In the kernel schedule of Figure 2(a), the processor average over 10 steps is  $P_A = 20/10 = 2$ .

Though our analysis is based on this step-by-step, synchronous execution model, our work stealer is asynchronous and does not depend on synchrony for correctness. The synchronous model admits the possibility that at a step i, two or more processes may execute instructions that reference a common memory location. We assume that the effect of step i is equivalent to some serial execution of the  $p_i$  instructions executed by the  $p_i$  scheduled processes, where the order of execution is determined in some arbitrary manner by the kernel.

Given a kernel schedule and a computation dag, an *execution schedule* specifies, for each step i, the particular subset of at most  $p_i$  ready nodes to be executed by the  $p_i$  scheduled processes at step i. We define the *length* of an execution schedule to be the number of steps in the schedule. Figure 2(b) shows an example execution schedule for the kernel schedule in Figure 2(a) and the dag in Figure 1. This schedule has length 10. An execution schedule observes the dependencies represented by the dag. That is, every node is executed, and for every edge (u, v), node u is executed at a step prior to the step at which node v is executed.

The following theorem shows that  $T_1/P_A$  and  $T_\infty P/P_A$  are both lower bounds on the length of any execution schedule. The lower bound of  $T_1/P_A$  holds regardless of the kernel schedule, while the lower bound of  $T_\infty P/P_A$  holds only for some kernel schedules. That is, there exist kernel schedules such that any execution schedule has length at least  $T_\infty P/P_A$ . Moreover, there exist such kernel schedules with  $P_A$  ranging from P down to values arbitrarily close to 0. These lower bounds imply corresponding lower bounds on the performance of any user-level scheduler.

**Theorem 1** Consider any multithreaded computation with work  $T_1$  and critical-path length  $T_{\infty}$ , and any number P of processes. Then for any kernel schedule, every execution schedule has length at least  $T_1/P_A$ , where  $P_A$  is the processor average over the length of the schedule. In addition, for any number  $P'_A$  of the form  $T_{\infty}P/(k+T_{\infty})$  where k is a nonnegative integer, there exists a kernel schedule such that every execution schedule has length at least  $T_{\infty}P/P_A$ , where  $P_A$  is the processor average over the length of the schedule and is in the range  $\lfloor P'_A \rfloor \leq P_A \leq P'_A$ .
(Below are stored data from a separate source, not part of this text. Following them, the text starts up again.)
PR #902, opened 2025-02-26
Integrations settings

csansoon:
UI and logic to create and remove "Custom MCP Server" integrations.

https://github.com/user-attachments/assets/35df3b61-0fac-4ef1-85ae-f813db0fbe87


apps/web/src/app/(private)/settings/_components/Integrations/New/buildIntegrationPayload.ts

*Proof:* The processor average over the length T of the schedule is defined by Equation (1), so we have

$$T = \frac{1}{P_A} \sum_{i=1}^{T} p_i \ . \tag{2}$$

For both lower bounds, we bound T by bounding  $\sum_{i=1}^T p_i$ . The lower bound of  $T_1/P_A$  is immediate from the lower bound  $\sum_{i=1}^T p_i \geq T_1$ , which follows from the fact that any execution schedule is required to execute all of the nodes in the multithreaded computation. For the lower bound of  $T_{\infty}P/P_A$ , we prove the lower bound  $\sum_{i=1}^T p_i \geq T_{\infty}P$ .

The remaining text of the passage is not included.